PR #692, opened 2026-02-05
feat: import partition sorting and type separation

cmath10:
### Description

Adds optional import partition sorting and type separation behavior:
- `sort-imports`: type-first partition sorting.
○ ○ ○ ○ ○ ○ ○
Repeat, with no changes, each line from the one with "### Description" to the end of the listing, including both ends and nothing else.

:: Problem solution ::
### Description

Adds optional import partition sorting and type separation behavior:
- `sort-imports`: type-first partition sorting.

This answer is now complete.